**What is required:** Wherever the string "case" occurs in a line of these records, report that line.

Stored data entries
◆ ◆ ◆

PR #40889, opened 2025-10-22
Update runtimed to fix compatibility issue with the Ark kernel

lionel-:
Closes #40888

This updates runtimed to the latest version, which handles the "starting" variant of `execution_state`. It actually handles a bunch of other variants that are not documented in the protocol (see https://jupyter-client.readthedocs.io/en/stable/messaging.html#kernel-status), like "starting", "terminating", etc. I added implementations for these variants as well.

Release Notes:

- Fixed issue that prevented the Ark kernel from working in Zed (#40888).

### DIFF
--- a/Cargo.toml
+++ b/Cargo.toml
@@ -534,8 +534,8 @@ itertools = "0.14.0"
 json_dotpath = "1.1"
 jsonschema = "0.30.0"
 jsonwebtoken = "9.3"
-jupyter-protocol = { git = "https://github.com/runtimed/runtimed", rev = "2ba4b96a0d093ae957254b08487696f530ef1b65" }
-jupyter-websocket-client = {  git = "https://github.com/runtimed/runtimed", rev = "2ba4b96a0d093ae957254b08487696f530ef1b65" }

◆ ◆ ◆

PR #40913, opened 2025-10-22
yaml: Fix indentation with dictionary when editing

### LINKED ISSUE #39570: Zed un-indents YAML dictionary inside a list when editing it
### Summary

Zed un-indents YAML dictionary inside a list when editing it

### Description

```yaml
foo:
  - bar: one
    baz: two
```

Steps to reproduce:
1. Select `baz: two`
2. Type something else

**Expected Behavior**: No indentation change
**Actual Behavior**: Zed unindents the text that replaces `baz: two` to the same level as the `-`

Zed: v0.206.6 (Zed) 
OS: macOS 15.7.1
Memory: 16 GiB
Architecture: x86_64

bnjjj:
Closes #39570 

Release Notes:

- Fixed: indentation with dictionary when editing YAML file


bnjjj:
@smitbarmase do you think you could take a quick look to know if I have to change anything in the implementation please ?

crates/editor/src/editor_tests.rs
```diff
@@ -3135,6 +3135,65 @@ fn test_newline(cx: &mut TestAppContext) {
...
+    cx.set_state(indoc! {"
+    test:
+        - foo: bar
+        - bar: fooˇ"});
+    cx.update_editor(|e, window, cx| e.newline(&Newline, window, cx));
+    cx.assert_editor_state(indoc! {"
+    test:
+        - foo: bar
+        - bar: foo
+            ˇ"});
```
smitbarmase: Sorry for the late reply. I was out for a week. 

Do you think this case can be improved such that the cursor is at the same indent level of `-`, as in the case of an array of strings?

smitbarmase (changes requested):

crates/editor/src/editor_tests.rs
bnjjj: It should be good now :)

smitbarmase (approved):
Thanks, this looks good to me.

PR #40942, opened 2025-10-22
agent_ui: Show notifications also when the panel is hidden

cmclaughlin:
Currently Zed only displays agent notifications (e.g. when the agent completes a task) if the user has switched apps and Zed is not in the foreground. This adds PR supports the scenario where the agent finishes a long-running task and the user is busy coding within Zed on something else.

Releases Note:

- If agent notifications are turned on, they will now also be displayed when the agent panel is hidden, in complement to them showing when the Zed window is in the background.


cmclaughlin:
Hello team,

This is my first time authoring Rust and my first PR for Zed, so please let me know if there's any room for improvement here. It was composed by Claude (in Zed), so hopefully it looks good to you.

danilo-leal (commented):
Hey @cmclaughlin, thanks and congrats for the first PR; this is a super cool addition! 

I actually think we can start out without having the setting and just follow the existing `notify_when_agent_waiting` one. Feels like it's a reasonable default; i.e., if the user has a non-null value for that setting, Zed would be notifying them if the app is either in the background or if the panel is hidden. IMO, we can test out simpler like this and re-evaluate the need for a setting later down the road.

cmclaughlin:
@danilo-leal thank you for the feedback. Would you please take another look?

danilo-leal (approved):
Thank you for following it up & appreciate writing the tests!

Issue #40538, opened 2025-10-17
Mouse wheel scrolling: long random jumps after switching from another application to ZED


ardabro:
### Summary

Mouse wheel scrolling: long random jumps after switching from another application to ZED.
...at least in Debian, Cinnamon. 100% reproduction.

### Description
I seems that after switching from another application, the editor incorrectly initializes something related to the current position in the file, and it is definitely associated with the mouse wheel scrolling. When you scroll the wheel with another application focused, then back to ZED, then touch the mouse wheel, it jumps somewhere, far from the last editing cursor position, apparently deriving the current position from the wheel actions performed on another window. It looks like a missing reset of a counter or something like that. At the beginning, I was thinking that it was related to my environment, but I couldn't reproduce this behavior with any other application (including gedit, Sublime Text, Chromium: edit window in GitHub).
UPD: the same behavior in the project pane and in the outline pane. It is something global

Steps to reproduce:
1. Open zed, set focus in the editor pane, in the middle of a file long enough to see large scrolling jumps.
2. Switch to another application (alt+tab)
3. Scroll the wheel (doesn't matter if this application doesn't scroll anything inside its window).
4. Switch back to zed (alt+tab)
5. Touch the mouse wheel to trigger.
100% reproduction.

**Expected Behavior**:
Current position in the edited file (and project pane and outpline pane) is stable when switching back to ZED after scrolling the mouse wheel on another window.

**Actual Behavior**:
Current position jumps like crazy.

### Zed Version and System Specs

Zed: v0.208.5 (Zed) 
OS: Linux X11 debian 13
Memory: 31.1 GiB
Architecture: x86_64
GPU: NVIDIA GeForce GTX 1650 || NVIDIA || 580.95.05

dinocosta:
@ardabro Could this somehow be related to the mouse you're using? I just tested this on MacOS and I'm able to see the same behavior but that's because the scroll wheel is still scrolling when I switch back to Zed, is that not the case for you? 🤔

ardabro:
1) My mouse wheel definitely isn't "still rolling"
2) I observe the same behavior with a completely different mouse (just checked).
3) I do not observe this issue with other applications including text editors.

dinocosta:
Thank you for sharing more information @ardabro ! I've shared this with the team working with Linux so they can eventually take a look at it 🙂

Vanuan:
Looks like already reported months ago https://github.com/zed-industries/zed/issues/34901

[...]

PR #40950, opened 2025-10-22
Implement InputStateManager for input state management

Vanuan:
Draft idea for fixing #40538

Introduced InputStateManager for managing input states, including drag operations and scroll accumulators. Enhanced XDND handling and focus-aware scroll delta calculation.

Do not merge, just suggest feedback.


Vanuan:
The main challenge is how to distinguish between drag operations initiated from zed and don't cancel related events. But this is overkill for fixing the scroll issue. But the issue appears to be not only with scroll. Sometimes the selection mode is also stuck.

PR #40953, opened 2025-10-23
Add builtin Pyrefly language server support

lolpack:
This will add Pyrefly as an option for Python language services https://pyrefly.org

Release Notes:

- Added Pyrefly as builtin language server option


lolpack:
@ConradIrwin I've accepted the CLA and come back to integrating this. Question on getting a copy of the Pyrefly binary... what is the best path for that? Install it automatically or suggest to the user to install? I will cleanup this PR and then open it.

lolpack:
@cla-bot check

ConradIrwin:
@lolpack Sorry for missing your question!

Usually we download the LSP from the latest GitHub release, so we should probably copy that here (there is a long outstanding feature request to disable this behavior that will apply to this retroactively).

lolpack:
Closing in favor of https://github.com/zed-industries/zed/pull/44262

◆ ◆ ◆

**Reply to the task:**
Do you think this case can be improved such that the cursor is at the same indent level of `-`, as in the case of an array of strings?
@ardabro Could this somehow be related to the mouse you're using? I just tested this on MacOS and I'm able to see the same behavior but that's because the scroll wheel is still scrolling when I switch back to Zed, is that not the case for you? 🤔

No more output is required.